For one Massachusetts credit union, studying ways to go paperless while improving its business processes overall was not just an academic exercise.

GFA FCU in Gardner relied on the work of a pair of summer interns, students from a local community college who studied the credit union's operations and came up with a series of concrete suggestions while they gained some real-world experience.

The project began last spring under the guidance of Michael Greenwood, an experienced business processes and leadership executive who teaches business and economics at Mount Wachusett Community College.

The student interns-one not long out of high school, the other returning to school after a layoff-spent several weeks at the credit union and delivered a 200-page white paper and a PowerPoint presentation.

“We asked the college to do this because we wanted a nonbanking perspective, a nonregulatory perspective, someone with a clean view of what we do and how we could do it better,” said Linda Carmichael, senior vice president of operations, risk and technology at 20,000-member GFA.

They got answers in buckets, five of them to be exact. The students identified five “value proposition categories”-such as GFA as a “partner” with members and “utility” that provides low-cost services-and then worked to make sure that each suggested change they identified fit into at least one of these buckets, Greenwood said.

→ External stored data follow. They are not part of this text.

PR #1426, opened 2023-03-24
Disable Azure app insights telemetry on development

### LINKED ISSUE #1421: Disable azure application insights if the app is running on localhost
This article could be useful https://stackoverflow.com/questions/49311265/application-insights-how-to-exclude-localhost

tomivm:
close #1421 
This only solves the problem on the web App
To fix this on cordova Apps we should develop a way to differentiate the build for the production from the debug

### DIFF
--- a/src/constants.js
+++ b/src/constants.js
@@ -22,7 +22,7 @@ export const AZURE_VOICES_BASE_PATH_API =
 
 // AdSense constants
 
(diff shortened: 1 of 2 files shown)


martinbedouret (approved):

martinbedouret:
great job @tomivm

PR #1445, opened 2023-04-10
Fix/record audio on ios APP

tomivm:
Allow the recording of audio to the Cordova IOS app


tomivm:
This change is not necessary. only set swift-language-version >= 4.2 in Xcode AAC Cboard target

PR #1447, opened 2023-04-10
Subscription fixes 

martinbedouret:


src/providers/SubscriptionProvider/SubscriptionProvider.actions.js
```diff
@@ -65,6 +57,42 @@ export function updateIsOnTrialPeriod() {
...
+        dispatch(
+          updateSubscription({
+            isSubscribed
+          })
+        );
+      } else {
+        const userId = state.app.userData.id;
+        const { status } = await API.getSubscriber(userId);
+        isSubscribed =
+          status.toLowerCase() === ('active' || 'canceled') ? true : false;
```
RodriSanchez1: Here we must also add the `in_grace_period` state and we can use the constants defined on SubscriptionProvider.constants

src/components/Settings/Subscribe/Subscribe.container.js
```diff
@@ -224,10 +215,11 @@ const mapStateToProps = state => {
 const mapDispatchToProps = {
   updateSubscriberId,
   updateSubscription,
-  comprobeSubscription,
+  checkSubscription: checkSubscription,
```
RodriSanchez1: Leave just one `checkSubscription`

“We wanted to achieve outcomes that align with each of those key imperatives and would result in measurable benefits,” Greenwood said.

“Their operations were very typical, wasting time touching a lot of paper, filing a lot of paper. We looked at that and knew before we could eliminate paper use we needed to understand their work process flow,” he said.

So the interns went to work. First came the low-hanging fruit, Greenwood said, such as suggesting a printer on each branch manager's desk so they would not have to leave a member while going to a shared one.

“Linda laughed and called that a no-brainer and went one step further. Since they're moving into more of a paperless environment as part of this, she bought printer scanners for them,” the professor said.

Another change was going to wireless keyboards and mouse setups so the screen could be spun around and members could easily do electronic signatures and look at documents at the staffer's desk.

And yet another was receiving faxes via computer rather than fax machine. Changes to the kind of data and workflows captured on executive dashboards also were suggested.

Altogether, the students identified 55 initiatives to lower costs while adding member value. They calculate the return on investment to be 64% and an internal rate of return of 79%.

GFA also needed input from the vendor side, so Carmichael and her CEO, Tina Sbrega, turned to their core technology provider, COCC in Avon, Conn., for some answers.

Now the credit union is deploying paperless processes in three phases, first with the new account opening process, followed by tellers and then accounting and human resources. Members will only be given paper records if they ask for them. “Their experts shared best practices and workflow that have raised ROI in paperless institutions today. They also introduced us to these clients so we could exchange ideas,” Carmichael said.

Robert Bessel, COCC's director of marketing and public relations, said account opening is a particularly good place to start a paperless drive, because of the efficiencies it brings to a process that touches so many areas-including the core platform and authentication procedures.

“One of the things about document management in general is that it's a real silo buster,” he said. “It touches workflows almost everywhere in the credit union, and when you have a workflow like they did here, it's a perfect marriage of technology and analysis.”